7. The urn of claim 6 comprising at least one visual indicia.

8. The urn of claim 6, wherein the urn comprises a base cap wherein the base cap is capable of a leak proof seal to the body.

9. The urn of claim 6, wherein the urn is not sealed.

10. The urn of claim 6, further comprising at least one compartment.

11. A titanium cremation urn capable of holding the remains of a deceased human or animal wherein the urn comprises titanium or titanium alloy.

12. The urn of claim 12 comprising a body and at least one cap, wherein the cap is capable of a leak proof seal to the body.

13. A method of making a titanium cremation urn capable of containing the remains of a deceased human or animal which comprises the steps of:

(a) forming a body;

(b) forming at least one cap; and

(c) engaging each cap to the body;

wherein the body and each cap consists of titanium or a titanium alloy.

14. The method of claim 13, wherein Step (a) further comprises rolling a sheet to form a tubular shape body.

15. The method of claim 13, which further comprises blasting after Step (c).

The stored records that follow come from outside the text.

PR #4710, opened 2025-05-19
Build engine binaries in post-submit on experimental branches.

matanlurey:
Closes https://github.com/flutter/flutter/issues/169088.

### DIFF
--- a/app_dart/lib/src/model/ci_yaml/ci_yaml.dart
+++ b/app_dart/lib/src/model/ci_yaml/ci_yaml.dart
@@ -4,6 +4,7 @@
 
 import 'dart:convert';
 
+import 'package:cocoon_common/is_release_branch.dart';
 import 'package:collection/collection.dart';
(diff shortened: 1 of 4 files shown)


app_dart/lib/src/model/ci_yaml/ci_yaml.dart
```diff
@@ -220,29 +221,26 @@ class CiYaml {
...
+      // bringup: true         --> Always omitted.
+      // release_build: "true" --> Built by Linux flutter_release_builder.
       return [
         ...targets.where(
           (target) => !target.isReleaseBuild && !target.isBringup,
         ),
       ];
+    } else if (branch.contains('experimental')) {
+      // For experimental branches:
+      // Run all targets in post-submit.
```
jtmcdole, line 238: Might be good to note that this will produce binaries and upload them to gcp buckets.

jtmcdole (approved):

16. A method of using a titanium cremation urn capable of holding the remains of a deceased human or animal, the method which comprises the steps of:

(a) placing the remains in the urn; and

(b) sealing the urn;

wherein the urn consists of titanium or a titanium alloy.

17. The method of claim 14, which further comprises:

(c) placing the urn in an outdoor, semi-outdoor, water, or marine environment.

18. A method of using a titanium cremation urn capable of holding the remains of a deceased human or animal, the method which comprises the steps of

(a) placing the remains in the urn; and

(b) sealing the urn;

wherein the urn comprises titanium or a titanium alloy.

19. The method of claim 18, which further comprises:

(c) placing the urn in an outdoor, semi-outdoor, water, or marine environment.